Saved data entries:

*** Begin section ***

PR #5875, opened 2026-08-14
Rephrase `@EnableVaadin` clarification to be Spring Boot centric

Legioth:
The note about the `@EnableVaadin` annotation being optional originated from a time when Spring Boot wasn't the defacto way of using Spring. That phrasing is confusing nowadays when Spring Boot is the most common way.


HerbertsVaadin (approved):
Pretty simple and clear change. Approved.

*** End section ***

Exercise instructions: Please show each line in the records above that contains "EnableVaadin".

Exercise output:
Rephrase `@EnableVaadin` clarification to be Spring Boot centric
The note about the `@EnableVaadin` annotation being optional originated from a time when Spring Boot wasn't the defacto way of using Spring. That phrasing is confusing nowadays when Spring Boot is the most common way.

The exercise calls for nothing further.